== Work to complete ==
Every line containing the word "scenario" is to be copied from the data below.

☆ ☆ ☆ ☆ ☆

PR #1707, opened 2022-01-03
Improve Theming

fedemkr:
## Type of change
- [X] Bug fix
- [ ] New feature development
- [ ] Other

## Objective

Improve theming logic and performance, also fix issues on theme applying on password generator and password generator history. Also fix exception raise on applying theme because of collection modification on enumeration because of the merged dictionaries.

It should fix [https://appcenter.ms/users/kspearrin/apps/bitwarden/crashes/errors/848906559u/overview](https://appcenter.ms/users/kspearrin/apps/bitwarden/crashes/errors/848906559u/overview
)

## Code changes

* **ThemeManager.cs:** Changed several things here to improve performance like checking whether the current theme is already the one we want to set. Also only change the theme ResourceDictionary instead of clearing everything and adding all resources again, this was crashing the app on previous versions and raising exceptions leading to inconsistent theming state on some screens
* **MainActivity.cs and AppDelegate.cs:** Added messenger send to report when the app appeared so that we can update the password generated screens on theme change
* **Generator...:** Added logic to update the theming correctly on these screens
* **App.xaml.cs:** Changed UpdateTheme so that it's done in proper order and applied without any issue on race conditions

## Testing requirements

Steps

- Unlock the app
- Put the app to background
- Change OS theme
- Wait the vault timeout (you can set it previously on the app to 1 minute so you don't have to wait that much)
- Return to the app
- The colors and theme are weird on some places of the lock screen

This also affects Password Generator and Password Generator History screens, i.e.:

- Go to Password Generator screen and then to its history (three dots)
- Change the OS theme without waiting the vault timeout
- Go back to the app without waiting the vault timeout
- You'll see that not all passwords themes are changed
- Also if you go back, the generated password of the Password Generator screen will be with previous theme 

## Before you submit


jlf0dev (approved):
Cool idea with the `IThemeResourceDictionary`, looks good to me unless @mportune-bw or @vvolkgang have any issues.

mportune-bw (approved):

src/App/Utilities/ThemeManager.cs
```diff
@@ -21,47 +22,31 @@ public static void SetThemeStyle(string name, ResourceDictionary resources)
...
+                var newTheme = NeedsThemeUpdate(name, resources);
+                if (newTheme is null)
+                {
+                    return;
+                }
+
+                var currentTheme = resources.MergedDictionaries.FirstOrDefault(md => md is IThemeResourceDictionary);
+                if (currentTheme != null)
+                {
+                    resources.MergedDictionaries.Remove(currentTheme);
```
vvolkgang, line 34: Worst case scenario we're might be going through the list 3 times (`.Any` + `FirstOrDefault` + `.Remove`), wish we could come up with something faster given how often this will be used.

vvolkgang (commented):
Looks good overall, `ThemeManager` is definitely better, just wish we could stop using the messaging service.

src/App/Pages/Generator/GeneratorPage.xaml.cs
```diff
@@ -61,25 +61,31 @@ public async Task InitAsync()
         protected async override void OnAppearing()
         {
             base.OnAppearing();
+
+            _vm?.RedrawPassword(); // this is needed when coming back from another view to this one and the theme has changed
```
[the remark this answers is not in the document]
fedemkr: it shouldn't be, at least not on all cases I've tested, but I don't want the app to crash because we didn't consider some scenario. At the top of my head, it should never be null

src/App/Pages/Generator/GeneratorHistoryPageViewModel.cs
```diff
@@ -57,5 +61,29 @@ private async void CopyAsync(GeneratedPasswordHistory ph)
             _platformUtilsService.ShowToast("info", null,
                 string.Format(AppResources.ValueHasBeenCopied, AppResources.Password));
         }
+
+        public void Subscribe()
+        {
+            _broadcasterService?.Subscribe(nameof(GeneratorHistoryPageViewModel), async (message) =>
```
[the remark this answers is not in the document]
fedemkr: The problem is that the `Page` has no idea when the app goes back to Foreground, this is only available on the `AppDelegate -> OnActivated` method; so we need to have the messenger or some sort of pub/sub or event to tell the page that the app is now on foreground again to update the theme of the passwords. That's why I used the `messenger`, I think this is a particular case where the messenger is handy.

For 2., we could subscribe to the event `App.Current.RequestedThemeChanged` on the pages that need to update the theme and apply it there; the problem with that is that this event doesn't actually work well when coming from background to foreground, because the things that needs to applied on foreground on the main thread may be done before the desired page is actually visible, thus the changes may not be applied entirely. So iOS `OnActivated` / Droid `OnResume`, are better places that actually tells that you can do some work on the UI that will be applied correctly to the View.

Maybe there's a better way, but this is the simplest and that works on all cases that I've found.

src/App/Utilities/ThemeManager.cs
fedemkr: It's not often at all, unless you change themes every little time hehe, before that code you have a check to see if the theme has changed, if not this code is not triggered at all.

src/Android/MainActivity.cs
```diff
@@ -133,6 +138,21 @@ protected override void OnResume()
                 .GetResult();
         }
 
+        // TODO: When #1660 gets merged then we can use the task extension FireAndForget instead of this method
```
vvolkgang, line 141: Another option (not necessarily better, just a different approach) for this is to expose a synchronous method that saves the task internally, tend to prefer this approach like this to hidden tasks, easier to debug and figure out when things aren't working. 

`ThemeManager.UpdateThemeOnPages();`

```
public void UpdateThemeOnPages()
{
    _updateThemeTask = UpdateThemeOnPagesAsync();
}
```

vvolkgang (approved):

vvolkgang (approved):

☆ ☆ ☆ ☆ ☆

== Result of this task ==
vvolkgang, line 34: Worst case scenario we're might be going through the list 3 times (`.Any` + `FirstOrDefault` + `.Remove`), wish we could come up with something faster given how often this will be used.
fedemkr: it shouldn't be, at least not on all cases I've tested, but I don't want the app to crash because we didn't consider some scenario. At the top of my head, it should never be null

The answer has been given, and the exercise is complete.